JPMorgan Chase discloses major data breach

A cyberattack against JPMorgan Chase & Co this summer has compromised customer information for about 76 million households and seven million small businesses, according to the bank.

The New York-based bank said on Thursday that names, addresses, phone numbers and email addresses were stolen from the company’s servers, but only customers who use the websites Chase.com and JPMorganOnline and the apps ChaseMobile and JPMorgan Mobile were affected.

JPMorgan Chase said there is no evidence that the data breach included account numbers, passwords, Social Security numbers or dates of birth.

It also said it has not seen any unusual customer fraud arising from the data breach.

JPMorgan Chase, the biggest US bank by assets, has been working with law-enforcement officials to investigate the cyberattack.

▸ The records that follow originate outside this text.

PR #693, opened 2026-08-17
fix: report a null manifest-list min_sequence_number as NULL (#686, #691)

### LINKED ISSUE #691: Latent memory bug: a PgColumnarAvroManifestFile struct-layout change crashes iceberg_scan on assert builds (ASAN-clean)

jdatcmd:
Closes #691. Re-adds the `min_sequence_number` cosmetic deferred from #686, now that #691's blocking "crash" is understood.

## Resolution of #691's "uninitialized-read origin": not a bug
The crash that blocked this — adding a field to `PgColumnarAvroManifestFile` segfaulting `iceberg_scan` — was a **stale-build artifact**, not a code defect. A PGXS lane built without `--enable-depend` did not recompile `columnar_iceberg.o` when the struct grew, so it read `manifest_path` at the *old* offset while `columnar_avro.o` wrote the *new* one (the `recorded_path=0x0` backtrace = a layout skew). A from-scratch build has no skew. Confirmed on a clean build here, and independently by the reviewer on a fresh assert build. (The chase was not wasted — it surfaced #692, a real null-`manifest_path` DoS, already merged.)

## The change (display-only)
`read_manifest_list` reported a null `min_sequence_number` as 0 (the decoder dropped the Avro union `have` flag — the pattern #644 fixed for `sequence_number`). Add `has_min_sequence_number`, keep the flag, and emit SQL NULL. The value is not consumed by the delete-application rules, so this only affects the introspection SRF.

## TDD (on clean builds)
New arm in `iceberg_malformed`: a manifest-list whose `min_sequence_number` is the union null branch. Proven **RED on a clean unfixed build** (`IS NULL` = `f`, i.e. decoded as 0) and **GREEN after the fix** (`t`), with a control that a present value still reads (7). Full `iceberg_malformed` passes on a `make clean` build with no crash — the exact struct-regrow that skewed the incremental lane, now verified skew-free.

Note for reviewers: please verify on a `make clean` build (this re-grows `PgColumnarAvroManifestFile`).


OffgridwithJD (approved):
Approving under cross-review. I verified this on a `make clean` build specifically, because it re-grows `PgColumnarAvroManifestFile` (`has_min_sequence_number`) — the exact struct change that skewed my incremental build and produced the #690/#691 phantom crash.

- Clean build (`make clean` + verified-fresh install): `iceberg_malformed` passes 3/3 with **no segfault**. That is the capstone confirmation that #690/#691's crash was the stale-object layout skew, not this change. Same struct regrow, clean build, no crash.
- The new arm is GREEN: a null `min_sequence_number` reads as SQL NULL, and the control reads its present value. The change matches the `sequence_number` handling exactly (flag from the Avro union `have`, `nulls[11] = true` else the value).
- Removal proof (non-vacuous): forcing `has_min_sequence_number = true` reddens the null arm (`got [f] want [t]`) while the present-value control stays green. So the arm genuinely tests the fix.

Correctly closes #691: the cosmetic lands here, the crash was already fixed in #692 (the real hostile-null-manifest_path DoS), and fix-1 (the "uninit origin") was not a bug. Good to merge on green; jd merges.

The bank discovered the intrusion on its servers in mid-August and has since determined that the breach began as early as June, Patricia Wexler, a bank spokesperson, said.

“We have identified and closed the known access paths,” she said, declining to elaborate.

The company also disabled compromised accounts and reset passwords of all its technology employees, Wexler said.

In a post on its Chase.com website, the bank told customers that it does not believe they need to change their password or account information.

Wexler said the bank does not plan to reissue cards as a result of the breach of its servers, noting that customer account information was not stolen.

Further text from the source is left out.